Reverse Route Injection on ASA5505 *

Roberto Kippins · ‎02-20-2015

Hi all, I uploaded a sample topology to better explain what I want to do, from the topology attached I have two ASA5505s configured for site to site vpn, ASA2 has a direct tunnel to Site C while ASA1 passes through SITE B to get to C and I configured reverse route injection on both site A firewalls and I redistributed Site C subnets into the EIGRP AS1 at Site C but I used a slightly lower metric on ASA1 so that route through this firewall is a feasible successor , what I noticed is that ASA 2 stops redistributing the Site C routes when I shut down the outside vlan and the routes automatically switch to the feasible successor. I would like this similar convergence to happen if the isp for ASA2 goes down, my question is can this be done?

guibarati · ‎02-20-2015

It should happen. If the VPN is down, the subnet should withdraw.
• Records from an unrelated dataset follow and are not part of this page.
PR #373, opened 2018-08-01
crm, adds 10GB external volume

lsh-0:
@giorgiosironi , you've done this a bit now, anything I need to watch out for? Will there be downtime?


giorgiosironi:
No, there shouldn't be downtime as it is a new volume that can be attached to the existing instance. It should only be creating new CloudFormation resources, not modifying the existing `EC2Instance1`.

You will need to add the `elife.external-volume` Salt state which will format it and mount it for you.

lsh-0:
the other CRM issues have been resolved now, merging this in

PR #376, opened 2018-08-03
RDS for digests

giorgiosironi:
For https://github.com/elifesciences/jira-import/issues/4338

### DIFF
--- a/projects/elife.yaml
+++ b/projects/elife.yaml
@@ -72,6 +72,8 @@ defaults:
             version: '9.4'
             type: db.t2.small
             storage: 5 # GB
+            # Standard for backward compatibility
+            storage-type: Standard # standard|gp2|io1 https://docs.aws.amazon.com/AmazonRDS/latest/APIReference/API_CreateDBInstance.html
             backup-retention: 28 # days
             # if rds.params are specified, a custom db parameter group is created
             params: []
@@ -1823,7 +1825,9 @@ digests:
         end2end:
             rds:
                 engine: postgres
+                type: db.t2.micro
                 storage: 5 # GB
+                storage-type: gp2
                 backup-retention: 2 # days
         continuumtest: {}
             #rds:
--- a/projects/elife.yaml
+++ b/projects/elife.yaml
@@ -1829,16 +1829,20 @@ digests:
                 storage: 5 # GB
                 storage-type: gp2
                 backup-retention: 2 # days
-        continuumtest: {}
-            #rds:
-            #    engine: postgres
-            #    storage: 5 # GB
-            #    backup-retention: 2 # days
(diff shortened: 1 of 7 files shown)


projects/elife.yaml
```diff
@@ -72,6 +72,8 @@ defaults:
             version: '9.4'
             type: db.t2.small
             storage: 5 # GB
+            # Standard for backward compatibility
+            storage-type: Standard # standard|gp2|io1 https://docs.aws.amazon.com/AmazonRDS/latest/APIReference/API_CreateDBInstance.html
```
lsh-0: :+1:

projects/elife.yaml
```diff
@@ -1820,21 +1822,27 @@ digests:
...
-            #rds:
-            #    engine: postgres
-            #    storage: 5 # GB
-            #    backup-retention: 2 # days
-        prod: {}
-            #rds:
-            #    engine: postgres
-            #    storage: 5 # GB
-            #    multi-az: true
+        end2end:
```
lsh-0: eh, this repetition is annoying but I'm guessing you're having to do it for a good reason

src/buildercore/cfngen.py
```diff
@@ -217,7 +217,10 @@ def build_context_rds(context, existing_context):
 
     # pull password from existing context, if it exists
     generated_password = utils.random_alphanumeric(length=32)
-    rds_password = existing_context.get('rds_password', generated_password)
+    rds_password = existing_context.get('rds_password')
+    if not rds_password:
+        # may be present but None
```
lsh-0: `existing_context.get('rds_password') or generated_password`

lsh-0: I wonder if there is a familiarity vs readability argument that could be made here ...

projects/elife.yaml
giorgiosironi: Mainly the base stack doesn't have RDS (would be used for ad-hoc stacks or for testing formulas) as it takes half the time to provision; Then it means various environments have to repeat the RDS configuration, in this case `engine`, `type`, `storage` and `storage-type` (`backup-retention` differs). A way to remove this could be defaults that are applied to certain environments e.g. a top level `default-for-environments:` key with `end2end`, `prod`, etc. subsection?

src/buildercore/cfngen.py
giorgiosironi: Was a quick hack to make it work, I think I'll go through this module in a follow-up

projects/elife.yaml
lsh-0: I think the project definition logic is already too clever. I'm working on a replacement in my own time. For now, a little repetition is better than any more cleverness

PR #759, opened 2021-01-26
Move creation of elife-production-processes-events to aws-alt

Cooryd:
We only need a single `elife-production-processes-events` SNS topic, which both of our `prod` and `staging` `elife-libero-editor-import--{instance}` SQS queues will be subscribed to. Having the `elife-production-processes-events` SNS created as it was causes an error when trying to `update_infrastructure:elife-libero-editor prod` after running the `update_infrastructure :elife-libero-editor staging` (I had to request Daniel H to run these for me as the newer version of OSX don't like installing builder deps). The error thrown was: `elife-production-processes-events already exists in stack arn:aws:cloudformation:us-east-1:512686554592:stack/elife-libero-editor--staging/c21115f0-3879-11eb-b050-0e6115325dc3`

I'm hoping that the change I've made would mean someone could bring up staging which would create the SNS then when they bring up prod the SNS required by its instance SQS queue will already be available. 

Maybe I've came at this from the wrong direction but both @NuclearRedeye and I had looked for docs / existing examples for something similar and this as the best we could come up with.

### DIFF
--- a/projects/elife.yaml
+++ b/projects/elife.yaml
@@ -1711,7 +1711,7 @@ elife-libero-editor:
                     - elife-production-processes-events
         docdb: {}
     aws-alt: 
-        production-processes:
+        staging:
             # This bucket is required by editor but was created manually pre-editor so can't be configured via builder.
             # It should also notify the bus-elife-libero-editor on Put events
             # s3:
--- a/projects/elife.yaml
+++ b/projects/elife.yaml
@@ -1704,11 +1704,6 @@ elife-libero-editor:
         ec2: false
         s3:
             "{instance}-elife-libero-editor": {}
-            # This bucket is required by editor but was created manually pre-editor so can't be configured via builder.
-            # It should also notify the bus-elife-libero-editor on Put events
-            # "elife-production-processes":
-        sns:
-            - "elife-production-processes-events"
         sqs:
             # Monitor the production process bucket for new deposits from Exeter.
             elife-libero-editor-import--{instance}:
@@ -1716,6 +1711,13 @@ elife-libero-editor:
                     - elife-production-processes-events
         docdb: {}
     aws-alt: 
+        production-processes:
+            # This bucket is required by editor but was created manually pre-editor so can't be configured via builder.
+            # It should also notify the bus-elife-libero-editor on Put events
+            # s3:
+            #   "elife-production-processes":
+            sns:
+                - "elife-production-processes-events"
         prod: 
             s3:
                 "{instance}-elife-libero-editor":


lsh-0:
> We only need a single elife-production-processes-events SNS topic, 
> which both of our prod and staging elife-libero-editor-import--{instance} SQS queues will be subscribed to. 

Understood.

> Having the elife-production-processes-events SNS created as it was causes an error when trying to 
> update_infrastructure:elife-libero-editor--prod after running the update_infrastructure:elife-libero-editor--staging 
> The error thrown was: elife-production-processes-events already exists in stack arn:aws:cloudformation:us-east-1:512686554592:stack/elife-libero-editor--staging/c21115f0-3879-11eb-b050-0e6115325dc3

I've investigated and I think I have a handle on the current state.

The topic configuration was added, then `update_infrastructure` was called on the *staging* instance and the SNS topic for "elife-production-processes-events" was attached to it.

You went to run `update_infrastructure` on the *prod* instance and it failed with the 'already exists' error.

This was because that topic was using a fixed name and in the common project configuration.

You moved the topic config under `staging` and this is what I'm looking at now.

> I'm hoping that the change I've made would mean someone could bring up staging which would create the SNS then when they bring up prod the SNS required by its instance SQS queue will already be available.

Correct. `staging` would have to be created first and then `prod`. Should `staging` ever be destroyed `prod` would have the target of it's subscription destroyed.

Just a suggestion, but I recommend pushing that SNS topic under the `prod` configuration. The migrations to get there would be:

1. commit this current PR
2. move that SNS configuration from `staging` to `prod` in another PR
3. `update_infrastructure` on `staging` to destroy the SNS topic
4. `update_infrastructure` on `prod` to create the SNS topic
5. `update_infrastructure` on `staging` again to re-subscribe `staging` to the topic 
6. merge

> Maybe I've came at this from the wrong direction but both @NuclearRedeye and I had looked for docs / existing examples for something similar and this as the best we could come up with.

There have been many good intentioned attempts at documentation. I'm not sure if there is a magic bullet. I suspect it would require a lot of time and effort.

> (I had to request Daniel H to run these for me as the newer version of OSX don't like installing builder deps). 

Open a ticket, please. I don't use macOS but others do and may benefit from a fix. I have a dodgy little mac mini I can do some adhoc testing on if need be.

lsh-0 (approved):

Cooryd:
I've raised https://github.com/elifesciences/issues/issues/6426 to try to fix my issue with running builder. I'll raise another issue to migrate the SNS from staging to production. Thanks

lsh-0:
> I'm hoping once this is in and correct it can serve as a guide to doing similar things in the future.

Don't count on it. Consider what you did here:

> Maybe I've came at this from the wrong direction but both @NuclearRedeye and I had looked for docs / existing examples for something similar and this as the best we could come up with.

What was the first place you looked? And does anything exist there now that this is in? How about the second place you looked? I'm not being mean, just pointing out that crossing your fingers and hoping that other people or our future selves won't have this problem is naive. We *all* do this *all* the time. We need to add DODs to our task like "update docs" or "write a guide" or "improve the UI", etc. It's extra work to do and once our problem is solved there is no impetus or momentum or enthusiasm to do it, so it doesn't get done.

PR #761, opened 2021-01-29
py3 docker, installs wheel before installing requirements.

lsh-0:
greenlet dependency is failing to find gcc and build. It should be installed via wheel.


lsh-0:
that isn't the problem, the problem is that pip is ignoring the `greenlet==VERY PRECISE VERSION` and is installing the latest bleeding edge version. This is `gevent` being a bastard again, fml.

PR #763, opened 2021-02-02
accepted-submission-cleaning

lsh-0:
* accepted-submission-cleaning, adds s3 and sns definitions
* elife-bot, adds elife-bot subscription to s3 bucket events for "elife-accepted-submission-cleaning"

### DIFF
--- a/projects/elife.yaml
+++ b/projects/elife.yaml
@@ -1923,3 +1923,16 @@ bioprotocol:
     vagrant:
         ports:
             1280: 80
+
+accepted-submission-cleaning:
+    description: see https://github.com/elifesciences/bus
+    default-branch: null
+    domain: null
+    intdomain: null
+    aws:
+        ec2: false
+        s3:
+            elife-accepted-submission-cleaning:
+                deletion-policy: retain
+        sns:
+            - elife-accepted-submission-cleaning-s3-events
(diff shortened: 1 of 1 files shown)


gnott:
This looks pretty good to me with my limited knowledge of builder, we have one S3 bucket, and each `elife-bot` environment will have its own SQS queue, reading from the same SNS topic. The ones in prod are most important, but it will also mean continuous running `--continuum-test` environment will also have a duplicate of all the same S3 notifications, yes? It's not a requirement, I'm more concerned whether it would cause any adverse results.

lsh-0:
> will also have a duplicate of all the same S3 notifications, yes?

correct. I can switch the subscription for elife-bot to prod only if you'd like?

Perhaps when the submission-cleaning project is more fleshed out we can set up some end2end tests and add subscriptions to other environments.

gnott:
It's hard to know at this stage what is best right now, in future it may need an adjustment for other environments when we're futher along. I may be able to disable outputs on non-prod environments if there's no output bucket specified in the `elife-bot` settings, and that might be a way to avoid too much junk from accumulating on environments we are not really using for ad-hoc or end2end testing yet.

lsh-0:
I've moved the sqs definition to prod only for now. I think we're on the same page but if this isn't what you wanted let me know.

gnott:
Yes, thanks Luke, I'm in agreement if we are precise and incremental in how the configuration is set we will be is a good place.

lsh-0:
updating `elife-bot--prod` now with it's new SQS subscription ...

PR #804, opened 2021-06-23
chore: add new SQS queue for incoming ERA articles

NuclearRedeye:


lsh-0 (approved):
without any context this seems fine. All environments will see the new SQS so you'll have to do something like:

./bldr update_infrastructure:elife-bot--ci
./bldr update_infrastructure:elife-bot--continuumtest
./bldr update_infrastructure:elife-bot--end2end
./bldr update_infrastructure:elife-bot--prod

lsh-0:
I'm happy to do the updates Fri if you're still squeamish after the recent journal event

NuclearRedeye:
> I'm happy to do the updates Fri if you're still squeamish after the recent journal event

I'll give it a try myself later today but this time via using the builder vm you pointed me at. If I encounter any issues then we can discuss tomorrow.

lsh-0:
elife-bot doesn't use any Terraform configuration so it should work without the VM

I use the VM mostly because the version of Terraform is pinned and the plugin versions don't make it spaz out. I have some PHP build dependencies setup in there as well by the looks of it. Definitely get it setup and give it a go though, I think I've been the only one using it so far. Let me know if anything is missing.

Formula here: https://github.com/elifesciences/builder-formula

PR #839, opened 2021-10-28
fix: default root hdd size should be 40GB not 20GB for eks worker nodes

NuclearRedeye:
Progresses elifesciences/data-hub-issues#276

This PR is to increase the default size of the root disk/partition from 20GB to 40GB for the kubernetes workers/nodes to address the issues with importing large datasets in DataHub failing


NuclearRedeye:
@lsh-0 Thanks, you're approach is much more sensible hence I'll close this off and get yours merged.

PR #842, opened 2021-11-02
elife-bot, adds new bucket with a queue to put s3 events on to.

lsh-0:
* adds new bucket "elife-bot-accepted-submission-cleaning-output" with an env prefix
* adds new sqs for s3 notifications to go into

### DIFF
--- a/projects/elife.yaml
+++ b/projects/elife.yaml
@@ -838,9 +838,6 @@ elife-bot:
             "{instance}-elife-bot-decision-letter-input":
             "{instance}-elife-bot-decision-letter-output":
             "{instance}-elife-bot-accepted-submission-cleaning-output":
-                deletion-policy: delete
-                sqs-notifications:
-                    "{instance}-elife-bot-accepted-submission-cleaning-output-s3-events": {}
         sqs:
             # gnott@2021-08: poa-incoming-queue was configured to avoid the rigidly timed PoA packaging process.
             # now the S3 notifications go into the queue, and elife-bot reads the messages at four specific times daily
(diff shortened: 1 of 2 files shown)


projects/elife.yaml
```diff
@@ -960,6 +961,8 @@ elife-bot:
                 "{instance}-elife-bot-decision-letter-input":
                     sqs-notifications:
                         incoming-queue: {}
+                "{instance}-elife-bot-accepted-submission-cleaning-output":
```
gnott, line 964: I may not understand the sections of the yaml file, and I wonder if this is a duplicate of the one created in line 840 above? Or maybe this is how you are specifying the different `deletion-policy`? More of a question I guess whether I'm reading it correctly.

gnott (approved):
Naming looks good. Having a bucket for each environment is probably smart, I don't know how the non-`prod` ones may be used, but they could be useful in some testing on `continuumtest` of the ingest workflow, or if there are `end2end` tests added later on. I don't anticipate any testing of the SQS queue for whether messages appear there, since they're consumed outside of this infrastructure.

projects/elife.yaml
lsh-0: There is the 'default' project configuration and there are 'alternate' (aws-alt) configurations that can selectively override the defaults. 

in this case I've created an s3 bucket for all instances of elife-bot called `{instance}-elife-bot-accepted-submission-cleaning-output` with `{instance}` replaced with the instance ID we give to the Cloudformation stack when we create one, so `prod--elife-bot-accepted-submission-cleaning-output` for example.

the default `deletion-policy` for all buckets is `delete` (we don't need to repeat `deletion-policy: delete` over and over but we have). In the `prod` instance of elife-bot we want to keep the data in any buckets typically. Perhaps not in this case?

lsh-0: > Or maybe this is how you are specifying the different deletion-policy?

tl;dr: yup

lsh-0:
>  I don't anticipate any testing of the SQS queue for whether messages appear ther

good point, I'll shift the queue stuff into `prod` then.

PR #760, opened 2021-01-28
Replace ruby brew install with bash and remove brew  cask tap

Cooryd:
https://raw.githubusercontent.com/Homebrew/install/master/install has been deprecated so this replaces with the suggested bash install of `brew`. `brew cask` has now been replaced with `brew install --cask` and should no longer need to be tapped with `brew tap caskroom/cask`. These changes got me to a `  ◕ ‿‿ ◕   all done` output but I would like to see it work on one other Catalina/ Big Sur machine before merging.

PR #856, opened 2021-12-01
fix: brew cask is now included in homebrew

NuclearRedeye:
Removed the OSX specific `brew cask` check, as this is now included in homebrew by default.


lsh-0:
there is a similar PR here https://github.com/elifesciences/builder/pull/760

lsh-0 (approved):

NuclearRedeye:
> there is a similar PR here #760

Yeah, I recall putting in some work on that but it still had issues depending on which version of OSX you were using. It worked for me, but not for others. There is still some useful work in that though so I'll try and spend some time to clean it up a little and see if we can get it merged.

PR #874, opened 2022-02-10
update cluster size for flux-prod

scottaubrey:


lsh-0:
Please don't merge broken builds.

NuclearRedeye:
@lsh-0 Apologies, this was me. I wouldn't typically do this especially in a repository where I'm not the maintainer but my reasoning in this instance was that we needed to change some values to progress some other work and I was certain these changes weren't the cause of the failure. 

On reflection, merging these _wasn't_ critical to progressing as we could have proceeded with local changes but I was very keen to make sure that state of the master branch in `builder` represented the current system state.

lsh-0:
> I was very keen to make sure that state of the master branch in builder represented the current system state.

I can appreciate that.

It's a design issue with builder - the project configuration is tied to builder's code. The current work with modelling the users/groups/permissions is also configuration and in this instance it *can't* live alongside builder because it's private, so I'm thinking about the best way to accommodate this...

I have this project https://github.com/elifesciences/builder-projectlib (that isn't complete) but it's intent is to be a separate library for describing, validating and testing project configuration. It could be integrated with builder, or it could be used by a private repo that would house elife configuration. 

Config changes would happen there and in this instance your changes would then be uncoupled from builder and just go through simpler validation checks.

`builder-private` would be a natural home, but it has a lot of credentials in there already and I think it just needs to be 'not-public' rather than 'super-secure'.

Food for thought.

PR #891, opened 2022-02-23
project, moves 'type' and 'ports' under 'ec2'

lsh-0:
This change has been a long time in coming. It goes back to the original project definitions where there were only ec2 instances and no other aws resources, so the ec2 'type' and 'ports' were at the top level.

Eventually more configuration came along and it got moved under the 'ec2' heading and other resources became supported and they got their own headings but 'type' and 'ports' were never moved.

This:

* updates all of the project configuration, including test configuration, shifting 'ports' and 'type' under 'ec2'
* issues a warning if 'ports' or 'type' are detected under 'aws'.
  - has to be a warning because it's possible old context data has been merged over the top.
* removes the 'additional-projects' test fixture with a single project in the 'eu' region.
  - project was moved into the main `dummy-project.yaml` file and the references fixed up.
* updated test fixtures


lsh-0:
fyi @NuclearRedeye

PR #899, opened 2022-02-25
Add autoscaler policy to eks clusters

scottaubrey:
This (optional for now) IAM policy allows an autoscaling component of kubernetes to alter the AutoScalingGroup from within the cluster, based on requested cpu/mem for kubernetes resources.

This will eventually find it's way on to the production cluster, but for now is just enabled on `flux-test` cluster to see if it works, and observe it's behaviour.

### DIFF
--- a/projects/elife.yaml
+++ b/projects/elife.yaml
@@ -201,6 +201,7 @@ defaults:
                 # Route53 hosted zone to create subdomains on
                 #domain-filter: elifesciences.org
             efs: false
+            autoscaler-policy: false
         cloudfront:
             # cloudfront defaults only used if a 'cloudfront' section present in project
             subdomains: []
@@ -2417,4 +2418,3 @@ firewall:
                             - UNIXShellCommandsVariables_QUERYARGUMENTS
                             - UNIXShellCommandsVariables_BODY
                         excluded: []
-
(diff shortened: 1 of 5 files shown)


projects/elife.yaml
```diff
@@ -2227,6 +2227,7 @@ kubernetes-aws:
                 # but not the ExternalDNS chart release
                 external-dns:
                     domain-filter: "elifesciences.org"
+                autoscaler-policy: true
```
lsh-0, line 2230: When introducing new keys ensure they are mentioned in the `defaults` section with a sensible default. Add a comment if it's purpose isn't obvious.

lsh-0: new value should probably be mirrored in the `./src/tests/fixtures/projects/dummy-project.yaml` file as well

scottaubrey: Thanks, added. Also added a new test fixture project and a test for the output while in there.

scottaubrey:
@lsh-0 are you OK for this PR to merge now with the extra defaults and tests?

lsh-0:
yeah, man - you addressed my feedback and didn't introduce any significant new changes, no need to block this waiting on me.

I mentioned it before, but if you ever want me to merge something after review for the sake of expediency just say so. I'll otherwise leave it to you to merge.

PR #1015, opened 2022-10-11
Support for bus-reviewed-preprints—{instance}

nlisgo:
@lsh-0 we need to add support for reviewed-preprints in the search application. While we will not be emit sns notifications upon the creation or modification of reviewed preprints we use bus-sdk-php within the search code.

It may be happening that the ASA is not "noticing" that the VPN is down. You can try to use DPD or something so the ASA will notice the vpn is down.

Kamal Malhotra · ‎02-21-2015

If the ISP goes down then the route might not go away as the route added via RRI for a static site to site tunnel is of permanent nature. So unless the interface goes down, the route should remain there. You could probably try SLA to track the reachability and add a track to EIGRP.

Roberto Kippins · ‎02-21-2015

Kamal, this is correct we have a /30 subnet on one vlan to the isp and then our subnet on another vlan where the asa is plugged in so I shutdown the /30 vlan adn the tunnel immediately went down, but when did a show ip route eigrp on my internal l3 switches the eigrp external routes was still there using the main firewall as the sucessor, I dont think the asa have much options for routing I noticed that I am limited as to waht i can do with route-maps on the asa but I will figure something out.